Description of the task = Exactly as they appear below, repeat the lines from the one with "PR #1252, opened 2026-03-08" through the one with "yep this works, ty", and no others.

#### Records provided

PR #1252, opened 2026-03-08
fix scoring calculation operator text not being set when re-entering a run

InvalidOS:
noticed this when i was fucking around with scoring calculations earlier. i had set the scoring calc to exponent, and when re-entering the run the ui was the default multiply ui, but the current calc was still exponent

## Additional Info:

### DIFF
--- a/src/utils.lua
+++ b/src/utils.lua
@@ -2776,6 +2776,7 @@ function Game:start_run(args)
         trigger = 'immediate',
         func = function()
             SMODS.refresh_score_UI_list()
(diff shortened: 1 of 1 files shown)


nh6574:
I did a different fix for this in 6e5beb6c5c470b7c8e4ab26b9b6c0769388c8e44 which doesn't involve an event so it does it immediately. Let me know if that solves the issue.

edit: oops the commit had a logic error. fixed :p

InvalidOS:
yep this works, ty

########
#### Records provided

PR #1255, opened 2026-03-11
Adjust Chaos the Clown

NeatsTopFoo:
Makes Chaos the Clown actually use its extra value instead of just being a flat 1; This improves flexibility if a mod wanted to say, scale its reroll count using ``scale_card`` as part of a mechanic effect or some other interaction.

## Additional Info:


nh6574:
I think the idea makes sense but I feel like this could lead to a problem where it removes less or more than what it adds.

########

Task solution =
PR #1252, opened 2026-03-08
fix scoring calculation operator text not being set when re-entering a run

InvalidOS:
noticed this when i was fucking around with scoring calculations earlier. i had set the scoring calc to exponent, and when re-entering the run the ui was the default multiply ui, but the current calc was still exponent

## Additional Info:

### DIFF
--- a/src/utils.lua
+++ b/src/utils.lua
@@ -2776,6 +2776,7 @@ function Game:start_run(args)
         trigger = 'immediate',
         func = function()
             SMODS.refresh_score_UI_list()
(diff shortened: 1 of 1 files shown)


nh6574:
I did a different fix for this in 6e5beb6c5c470b7c8e4ab26b9b6c0769388c8e44 which doesn't involve an event so it does it immediately. Let me know if that solves the issue.

edit: oops the commit had a logic error. fixed :p

InvalidOS:
yep this works, ty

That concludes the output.